PR #2015, opened 2024-11-01
PromptObject API support

sidharthrajaram:
### promptObject API support

`PromptObject` is the function.

`PromptObjectOptions` can (optionally) contain the target `LambdaArn` and any `PromptArgs` for inference (similar to `kwargs` in the Python SDK for any arguments like `temperature`, `response_format`, `max_tokens`, etc.).`

### DIFF
--- a/api-prompt-object.go
+++ b/api-prompt-object.go
@@ -1,0 +1,78 @@
+/*
+ * MinIO Go Library for Amazon S3 Compatible Cloud Storage
+ * Copyright 2015-2024 MinIO, Inc.
+ *
+ * Licensed under the Apache License, Version 2.0 (the "License");
+ * you may not use this file except in compliance with the License.
+ * You may obtain a copy of the License at
+ *
+ *     http://www.apache.org/licenses/LICENSE-2.0
+ *
+ * Unless required by applicable law or agreed to in writing, software
+ * distributed under the License is distributed on an "AS IS" BASIS,
+ * WITHOUT WARRANTIES OR CONDITIONS OF ANY KIND, either express or implied.
+ * See the License for the specific language governing permissions and
+ * limitations under the License.
+ */
+
+package minio
+
+import (
+	"bytes"
+	"context"
+	"io"
+	"net/http"
+
+	"github.com/goccy/go-json"
+	"github.com/minio/minio-go/v7/pkg/s3utils"
+)
+
+// PromptObject performs language model inference with the prompt and referenced object as context.
+// Inference is performed using a Lambda handler that can process the prompt and object.
+// Currently, this functionality is limited to certain MinIO servers.
+func (c *Client) PromptObject(ctx context.Context, bucketName, objectName, prompt string, opts PromptObjectOptions) (io.ReadCloser, error) {
+	// Input validation.
+	if err := s3utils.CheckValidBucketName(bucketName); err != nil {
+		return nil, ErrorResponse{
+			StatusCode: http.StatusBadRequest,
+			Code:       "InvalidBucketName",
+			Message:    err.Error(),
+		}
+	}
+	if err := s3utils.CheckValidObjectName(objectName); err != nil {
+		return nil, ErrorResponse{
+			StatusCode: http.StatusBadRequest,
+			Code:       "XMinioInvalidObjectName",
+			Message:    err.Error(),
+		}
+	}
+
+	opts.AddLambdaArnToReqParams(opts.LambdaArn)
+	opts.SetHeader("Content-Type", "application/json")
+	opts.AddPromptArg("prompt", prompt)
+	promptReqBytes, err := json.Marshal(opts.PromptArgs)
+	if err != nil {
+		return nil, err
+	}
+
+	// Execute POST on bucket/object.
+	resp, err := c.executeMethod(ctx, http.MethodPost, requestMetadata{
+		bucketName:       bucketName,
+		objectName:       objectName,
+		queryValues:      opts.toQueryValues(),
+		customHeader:     opts.Header(),
+		contentSHA256Hex: sum256Hex(promptReqBytes),
+		contentBody:      bytes.NewReader(promptReqBytes),
+		contentLength:    int64(len(promptReqBytes)),
+	})
+	if err != nil {
+		return nil, err
+	}
+	if resp != nil {
+		if resp.StatusCode != http.StatusOK {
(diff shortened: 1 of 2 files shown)


api-prompt-object.go
```diff
@@ -0,0 +1,84 @@
...
+package minio
+
+import (
+	"bytes"
+	"context"
+	"fmt"
+	"github.com/goccy/go-json"
+	"github.com/minio/minio-go/v7/pkg/s3utils"
+	"io"
+	"net/http"
```
harshavardhana, line 27:
```suggestion
	"bytes"
	"context"
	"fmt"
	"io"
	"net/http"
	
	"github.com/goccy/go-json"
	"github.com/minio/minio-go/v7/pkg/s3utils"
```

api-prompt-object.go
```diff
@@ -0,0 +1,84 @@
...
+
+	// Read the response body
+	bodyBytes, err := io.ReadAll(resp.Body)
+	if err != nil {
+		return "", err
+	}
+
+	// Convert to string and return
+	responseString := string(bodyBytes)
+	return responseString, nil
```
harshavardhana, line 86: return the response body entirely, caller would interpret the results, instead of returning a string.

api-prompt-object.go
```diff
@@ -0,0 +1,84 @@
...
+	"context"
+	"fmt"
+	"github.com/goccy/go-json"
+	"github.com/minio/minio-go/v7/pkg/s3utils"
+	"io"
+	"net/http"
+)
+
+// PromptObject wrapper function that accepts a request context
+func (c *Client) PromptObject(ctx context.Context, bucketName, objectName string, prompt string, opts PromptObjectOptions) (string, error) {
```
harshavardhana, line 31:
```suggestion
func (c *Client) PromptObject(ctx context.Context, bucketName, objectName string, prompt string, opts PromptObjectOptions) (io.ReadCloser, error) {
```

api-prompt-object.go
```diff
@@ -0,0 +1,84 @@
...
+		queryValues:      opts.toQueryValues(),
+		customHeader:     opts.Header(),
+		contentSHA256Hex: sum256Hex(promptReqBytes),
+		contentBody:      bytes.NewReader(promptReqBytes),
+		contentLength:    int64(len(promptReqBytes)),
+	})
+	if err != nil {
+		return "", err
+	}
+	// Return string that is returned as HttpResponse
```
harshavardhana, line 69: Check for `resp.StatusCode != http.StatusOK` and return an error.

harshavardhana (changes requested):

api-prompt-object.go
sidharthrajaram: Got it. Responsibility for closing the body is passed on to caller.

api-prompt-object.go
```diff
@@ -0,0 +1,76 @@
...
+	"bytes"
+	"context"
+	"io"
+	"net/http"
+
+	"github.com/goccy/go-json"
+	"github.com/minio/minio-go/v7/pkg/s3utils"
+)
+
+// PromptObject wrapper function that accepts a request context
```
klauspost, line 30:
```suggestion
// PromptObject performs a lambda LLM prompt with the referenced object as context.
// Currently this functionality is limited to certain MinIO servers.
```

api-prompt-options.go
```diff
@@ -0,0 +1,110 @@
...
+		return
+	}
+	if o.reqParams == nil {
+		o.reqParams = make(url.Values)
+	}
+	o.reqParams.Set(key, value)
+}
+
+// AddReqParam - add request query string parameter
+// supported key: see supportedQueryValues and allowedCustomQueryPrefix.
```
klauspost, line 85: Not really nice if not exported....

api-prompt-options.go
```diff
@@ -0,0 +1,110 @@
...
+func (o PromptObjectOptions) Header() http.Header {
+	headers := make(http.Header, len(o.headers))
+	for k, v := range o.headers {
+		headers.Set(k, v)
+	}
+	return headers
+}
+
+// AddKwarg Add a key value pair to the kwargs where the key is a string but the value can be any type.
+func (o *PromptObjectOptions) AddKwarg(key string, value interface{}) {
```
klauspost, line 45:
```suggestion
func (o *PromptObjectOptions) AddKwarg(key string, value any) {
```

api-prompt-object.go
```diff
@@ -0,0 +1,76 @@
...
+		return nil, ErrorResponse{
+			StatusCode: http.StatusBadRequest,
+			Code:       "XMinioInvalidObjectName",
+			Message:    err.Error(),
+		}
+	}
+
+	opts.AddLambdaArnToReqParams(opts.LambdaArn)
+	opts.SetHeader("Content-Type", "application/json")
+	opts.AddKwarg("prompt", prompt)
```
klauspost, line 50: While it makes sense to add to "KwArgs", there is a good chance of this colliding with a custom value.

Either make `"prompt"`  less likely to occur or note on KwArgs that "prompt" is reserved.

klauspost (commented):
Mostly trying to get stuff ironed out before the API is fixed.

api-prompt-options.go
harshavardhana: I think he copy pasted, we might have to fix it else where as well and document it properly starting with here..

harshavardhana (changes requested):

api-prompt-object.go
```diff
@@ -0,0 +1,76 @@
...
+	"context"
+	"io"
+	"net/http"
+
+	"github.com/goccy/go-json"
+	"github.com/minio/minio-go/v7/pkg/s3utils"
+)
+
+// PromptObject wrapper function that accepts a request context
+func (c *Client) PromptObject(ctx context.Context, bucketName, objectName string, prompt string, opts PromptObjectOptions) (io.ReadCloser, error) {
```
fwessels, line 31: `bucketName, objectName string, prompt string,` --> `bucketName, objectName, prompt string`

api-prompt-options.go
sidharthrajaram: Yes, based on GetObjectOptions. 🙂

sidharthrajaram: Removing AddReqParam and SetReqParam to keep things minimal for now. We will address the unexported supportedQueryValues issue in a separate change.

harshavardhana (approved):

PR #2019, opened 2024-11-16
fix: get ETag from resp.Body rather than resp.Header

xiangcheng09:
When I use the CopyObject function with AWS S3, I find the ETag in the response is always an empty string. 
According to AWS's latest API Reference[^1], the variable ETag is in the CopyObjectResult part, not in the header part. 
AWS

Therefore, we should modify the source code to get the ETag from cpObjRes rather than resp.Header.Get("ETag").
I did so and got the correct ETag value, which is not an empty string.

I hope you can take this into consideration. If you have any questions, please feel free to ask.

**Reference:**
[^1]:https://docs.aws.amazon.com/AmazonS3/latest/API/API_CopyObject.html

### DIFF
--- a/api-copy-object.go
+++ b/api-copy-object.go
@@ -68,7 +68,7 @@ func (c *Client) CopyObject(ctx context.Context, dst CopyDestOptions, src CopySr
 		Bucket:           dst.Bucket,
 		Key:              dst.Object,
 		LastModified:     cpObjRes.LastModified,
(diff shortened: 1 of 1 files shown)


klauspost (approved):
LGTM. I will send a fix for the linter issues (unrelated to your PR)

vadmeste (approved):

xiangcheng09:
Thank you all. This is very exciting for a beginner. ♥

^^^^^^^^^^^^^^^^

● **Exercise brief**: In the listing above, find the line containing "(diff shortened: 1 of 1 files shown)" and please quote exactly that line through the last one, and no other lines.

● **Exercise response**:
(diff shortened: 1 of 1 files shown)


klauspost (approved):
LGTM. I will send a fix for the linter issues (unrelated to your PR)

vadmeste (approved):

xiangcheng09:
Thank you all. This is very exciting for a beginner. ♥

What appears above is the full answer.